Perhaps instead of ASIC-backed debt lenders will make a push for large corporate debt facilities with all-asset liens (i.e., bitcoin, ASICs, infrastructure, and any PPAs) or even site-specific loans. Such structures may offer a lower cost of capital perspective, as in an event of default, a lender could foreclose on an entire mining operation and run it themselves. The lender would then earn all associated free cash flow while they look to liquidate the site (if they want to liquidate at all). In such a scenario, a lender-cum-miner would have far more flexibility than they would if they were forced to liquidate a portfolio of offline ASICs. The desire for “self-sufficient” collateral may mean that hosted data centers are the best lenders of ASIC-backed debt for their customers, as foreclosure on collateral is trivial (the lender just needs to redirect the ASIC to the mining pool of their choice).

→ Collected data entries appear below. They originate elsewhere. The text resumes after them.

PR #1189, opened 2019-09-16
Support tf.function when model has ElasticDL embedding layer

### LINKED ISSUE #1188: Support tf.function when model has ElasticDL embedding layer
Currently, ElasticDL embedding layer looks up embedding vectors from Redis and use `tf.GradientTape.watch(embedding_vectors)` to tell gradient tape to record gradients of embedding vectors. However, in a function decorated by `tf.function`, `tape.watch` does not work.

We can use trainable variables instead. In a function decorated by `tf.function`, TensorFlow supports assigning values to variables, and gradient tape can automatically record gradients of trainable variables. So, we can create a TensorFlow variable called `batch_embedding` in advance. Every time worker does forward-pass, embedding layer assigns the embedding vectors to the `batch_embedding`.

One detail is worthy mention. Currently, ElasticDL supports the situation that an embedding layer is called more than once in one forward-pass. Please refer to this model as an example:

https://github.com/sql-machine-learning/elasticdl/blob/db0a1de92f3550878745feaea90c2f9fa0a2454b/elasticdl/python/tests/embedding_test_module.py#L7-L41

However, it is not simple to support this feature under `tf.function` because we plan to create TensorFlow variable in advance. We don't think this is an important feature. Thus we plan to not use `tf.function` if an embedding layer is called more than once.

mhaoli:
Fixes #1188.

This PR includes following:
* As #1188 states, create trainable variables in ElasticDL embedding layer.
* In `layer_test.py`, existing test cases only test embedding layer in eager mode. Modifying these test cases to test embedding layer both in eager mode and in graph mode (i.e. without `tf.function` and with `tf.function`).
* In `worker_test.py`, add a test case to test that embedding layer behaves the same when runs with  `tf.function` and without `tf.function`.

### DIFF
--- a/elasticdl/python/elasticdl/layers/embedding.py
+++ b/elasticdl/python/elasticdl/layers/embedding.py
@@ -57,19 +57,17 @@ class Embedding(tf.keras.layers.Layer):
         # BET's shape and ids' shape in `self._bet_ids_pair_graph` have `None`
         # dimension. This is because they have different shapes in different
         # iterations.
-        # `tf.Variable` requires initial value if shape has `None` dimension
-        bet_initial_value = tf.zeros((1, self.output_dim))
-        ids_initial_value = tf.zeros((1, 1), dtype=tf.int64)
+        # `tf.Variable` requires initial value if shape has `None` dimension.
         self._bet_ids_pair_graph = [
             (
                 tf.Variable(
-                    bet_initial_value,
+                    initial_value=tf.zeros((1, self.output_dim)),
                     shape=tf.TensorShape((None, self.output_dim)),
                     dtype=tf.float32,
                     trainable=True,
                 ),
                 tf.Variable(
-                    ids_initial_value,
+                    initial_value=tf.zeros((1, 1), dtype=tf.int64),
                     shape=tf.TensorShape(None),
                     dtype=tf.int64,
                     trainable=False,
@@ -185,7 +183,7 @@ class Embedding(tf.keras.layers.Layer):
                 self._bet_ids_pair_eagerly.append((batch_embedding, flat_ids))
                 batch_embedding = self._bet_ids_pair_eagerly[-1][0]
             else:
-                # In graph mode, assigning tensor to trainable variables is
+                # In graph mode, assigning tensors to trainable variables is
                 # allowed and tape can record the gradients of trainable
                 # variables automatically.
                 self._bet_ids_pair_graph[0][0].assign(batch_embedding)
@@ -221,7 +219,7 @@ class Embedding(tf.keras.layers.Layer):
                 )
                 batch_embedding = self._bet_ids_pair_eagerly[-1][0]
             else:
-                # In graph mode, assigning tensor to trainable variables is
+                # In graph mode, assigning tensors to trainable variables is
                 # allowed and tape can record the gradients of trainable
                 # variables automatically.
                 self._bet_ids_pair_graph[0][0].assign(batch_embedding)
--- a/elasticdl/python/elasticdl/layers/embedding.py
+++ b/elasticdl/python/elasticdl/layers/embedding.py
@@ -1,8 +1,12 @@
+import collections
 import numpy as np
 import tensorflow as tf
 from tensorflow.python.keras.utils import tf_utils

One other interesting manifestation of this theme is that retail miners with good credit scores (who often do not have access to ASIC-backed debt) may be able to take out personal loans to finance machines, which are sometimes priced at lower interest rates than ASIC-backed debt (if ASIC-backed debt is available to them at all).

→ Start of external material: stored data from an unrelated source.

PR #1200, opened 2019-09-17
do not use lock for async SGD in ReportGradient

### LINKED ISSUE #1167: Do not use lock in ReportGradient if async

skydoorkai:
fix #1167

### DIFF
--- a/elasticdl/python/master/servicer.py
+++ b/elasticdl/python/master/servicer.py
@@ -201,12 +201,6 @@ class MasterServicer(elasticdl_pb2_grpc.MasterServicer):
             )
 
     def _update_model(self):
-        if not self._use_async and not self._lock.locked():
-            # TODO (chengfu.wcy) `self._lock.locked` may be removed
-            # according to  changes in `ReportGradient` in async mode.
-            raise RuntimeError(
-                "Lock must be acquired when updating the model in sync mode"
-            )
         grad_var = []
 
         # (grad, var) pairs excluding keras Embedding layer and
@@ -229,11 +223,19 @@ class MasterServicer(elasticdl_pb2_grpc.MasterServicer):
 
         self._opt.apply_gradients(grad_var)
 
+        # need the lock for model version update in async SGD
+        if self._use_async:
+            self._lock.acquire()
         self._update_model_version()
-        self._gradient_sum.clear()
-        self._gradient_sum_indexed.clear()
-        self._edl_embedding_gradients.clear()
-        self._grad_n = 0
+        self._update_evaluation()
+        self._update_checkpoint()
+        if self._use_async:
+            self._lock.release()
+        else:
+            self._gradient_sum.clear()
+            self._gradient_sum_indexed.clear()
+            self._edl_embedding_gradients.clear()
+            self._grad_n = 0
 
     def get_model_version(self):
         return self._version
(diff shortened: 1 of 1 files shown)


elasticdl/python/master/servicer.py
```diff
@@ -229,11 +223,19 @@ def _update_model(self):
...
 
+        # need the lock for model version update in async SGD
+        if self._use_async:
+            self._lock.acquire()
         self._update_model_version()
-        self._gradient_sum.clear()
-        self._gradient_sum_indexed.clear()
-        self._edl_embedding_gradients.clear()
-        self._grad_n = 0
+        self._update_evaluation()
```
chunyang-wen, line 230: Can we wrap these clauses into a `with` statemennt?

elasticdl/python/master/servicer.py
```diff
@@ -401,16 +399,19 @@ def ReportGradient(self, request, _):
...
+            # TODO: do not accumulate gradients but apply directly.
+            pass
+
+        # staleness-aware learning rate modulation
+        if self._lr_modulation:
+            staleness = max(1, self._version - request.model_version)
+            self._lr_modulation.set_multiplier(1.0 / staleness)
+        if self._use_async or self._grad_n >= self._grad_to_wait:
+            self._update_model()
+        if not self._use_async:
```
chunyang-wen: `lock.acquire` and `lock.release` appears in multiple places. It is easy to mess things up.

elasticdl/python/master/servicer.py
ywskycn: May not easy to put `with` here, as the lock is only for `_use_async`.

elasticdl/python/master/servicer.py
ywskycn: One possible idea is to move some intermediate code outside to another func to make the acquire->func->release clearer.

skydoorkai: changed

elasticdl/python/master/servicer.py
```diff
@@ -229,11 +223,19 @@ def _update_model(self):
...
-        self._gradient_sum_indexed.clear()
-        self._edl_embedding_gradients.clear()
-        self._grad_n = 0
+        self._update_evaluation()
+        self._update_checkpoint()
+        if self._use_async:
+            self._lock.release()
+        else:
+            self._gradient_sum.clear()
+            self._gradient_sum_indexed.clear()
```
chunyang-wen, line 236:
```python
from contextlib import contextmanager
@contextmanager
def _possible_lock():
    if self._use_async:
        self._lock.acquire()

     yield
     if self._use_async:
         self._lock.release()

with _possible_lock():
  self._update_model_version()
  self._update_evaluation()
  self._update_checkpoint()

if not self._use_async:
  self._graidentxx
```

elasticdl/python/master/servicer.py
```diff
@@ -324,58 +326,68 @@ def ReportGradient(self, request, _):
...
+            else:
+                if arr.shape != self._model[k].numpy().shape:
+                    raise ValueError(
+                        "Gradient key: %s has incompatible dimension", k
+                    )
+                tmp[k] = arr
+
+        if not self._use_async:
+            self._lock.acquire()
+        self._process_gradients(
```
chunyang-wen, line 377: We can use a similar context as above comment.

chunyang-wen (approved):

PR #1201, opened 2019-09-17
Enable tests related to ODPS on Travis CI

terrytangyuan:
Changes include:
* Add `create_iris_odps_table()` to populate iris data in a temporary ODPS table. Note that this is through executing SQL statement intentionally since SQLFlow uses similar template that can be extended easily to test other SQL engines.
* Modify related tests to reflect the expected read result from iris ODPS table.
* Add secure Travis tokens for ODPS related environment variables (this is also being used in SQLFlow but I regenerated the tokens for uses in ElasticDL).


chunyang-wen:
Where is the data stored?  on internal servers?

chunyang-wen (approved):

terrytangyuan:
@chunyang-wen It’s in a public cloud.

Issue #1204, opened 2019-09-18
fix relative path of elasticdl-rbac.yaml in elasticdl_local.yaml


workingloong:
`cd elasticdl ` has been executed after git clone, so relative path of elasticdl-rbac.yaml in repo is elasticdl/manifests/examples/elasticdl-rbac.yaml. `kubectl apply`  should be exected after minikube start, otherwise timeout error will be raised.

The quest for interest rate arbitrage could also give an advantage to would-be-miners from other industries that have lower cost of capital. For example, an energy super major has far more debt products available to them at a lower cost of capital. Energy companies could use this to their advantage if and when they enter into bitcoin mining in earnest.
From a lender’s perspective, cost of capital is equally important. Only lenders with access to cheap capital will be able to compete in offering debt financing to miners. Imagine two lenders: one is a venture-backed startup the other a large bank. There is little chance a venture-backed startup will be able to provide loans at a lower interest rate than banks with access to the fiat debt capital markets (even when subsidized by fiat VC funding). The only way to win in financing businesses is to have the lowest cost of capital.

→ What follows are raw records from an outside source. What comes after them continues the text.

PR #1210, opened 2019-09-18
Automatically pass arguments

### LINKED ISSUE #1208: Change use_async and lr_staleness_modulation to boolean arguments and pass them
The arguments:
+ `use_async`
+ `lr_staleness_modulation`

are arguments with default value `False`. They are not boolean arguments.

And also pass them from client to master and worker

chunyang-wen:
Fixes #1208 

+ Support boolean arguments, which is more robust than default `store_true` or `store_false`
+ Automatically generate arguments for different jobs in `api.py`

### DIFF
--- a/elasticdl/python/elasticdl/api.py
+++ b/elasticdl/python/elasticdl/api.py
@@ -34,8 +34,9 @@ def train(args):
         _cluster_spec_def_in_docker(args.cluster_spec),
     ]
     container_args.extend(
-        build_arguments_from_parsed_result(args),
-        filter_args=["model_zoo", "cluster_spec", "worker_image"],
+        build_arguments_from_parsed_result(
+            args, filter_args=["model_zoo", "cluster_spec", "worker_image"]
+        )
     )
 
     _submit_job(image_name, args, container_args)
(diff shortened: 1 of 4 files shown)


elasticdl/python/elasticdl/api.py
```diff
@@ -23,70 +26,18 @@ def train(args):
...
-        args.model_def,
-        "--model_params",
-        args.model_params,
     ]
-    container_args.extend(["--image_pull_policy", args.image_pull_policy])
-    container_args.extend(["--restart_policy", args.restart_policy])
-    container_args.extend(["--volume", args.volume])
+    container_args.extend(
+        build_arguments_from_parsed_result(
+            args, filter_args=["model_zoo", "cluster_spec", "worker_image"]
```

Perhaps instead miner financing will be dominated by entirely novel structures. One debt-like product that might play a role is hash rate-based financing. While the market has yet to settle on one dominant structure, the crux of hash rate financing is that miners should be able to sell their future production similar to other commodity producers. The benefit is twofold:
Famously, hash rate marketplaces have been 6 - 12 months away for the last 3 or so years, but Q4 2022 saw a new push of such products. This form of financing would be entirely new to bitcoin mining, and, at time of writing, it remains unclear whether there is sufficient demand for hash rate to allow this market to flourish.
But regardless of what debt products dominate bitcoin mining in the future, at time of writing (January 2023), it seems likely that we will see far less debt in the near term, as miners and lenders alike have been burned in this downturn. Moving forward, miners will likely be more hesitant to use leverage and thereby increase the fragility of their businesses. Likewise, many lenders have left the asset class either due to poor loan performance or because they’ve gone out of business altogether (e.g., BlockFi and Celsius). Those lenders who do remain will likely be far more conservative moving forward (though the next bull run may see a return to similarly aggressive lending practices from new entrants).
This highlights one last key similarity with other credit markets. During bull markets, things are fine and everyone makes money; but during bear markets and recessions, many borrowers, lenders, and investors get burned, resulting in a decrease in originations and an increase in interest rates. This will persist for a while, until conditions improve. Optimism is regained. And the cycle repeats again.
Like other industries, there will be a diversity of attitudes toward debt. Looking back to the energy sector again, many energy companies choose to stay away from debt altogether because of volatile commodity prices. On the other hand, some energy companies binge on debt, a decision which can be wildly successful or catastrophic depending on market timing and execution. Only time will tell which strategies will succeed.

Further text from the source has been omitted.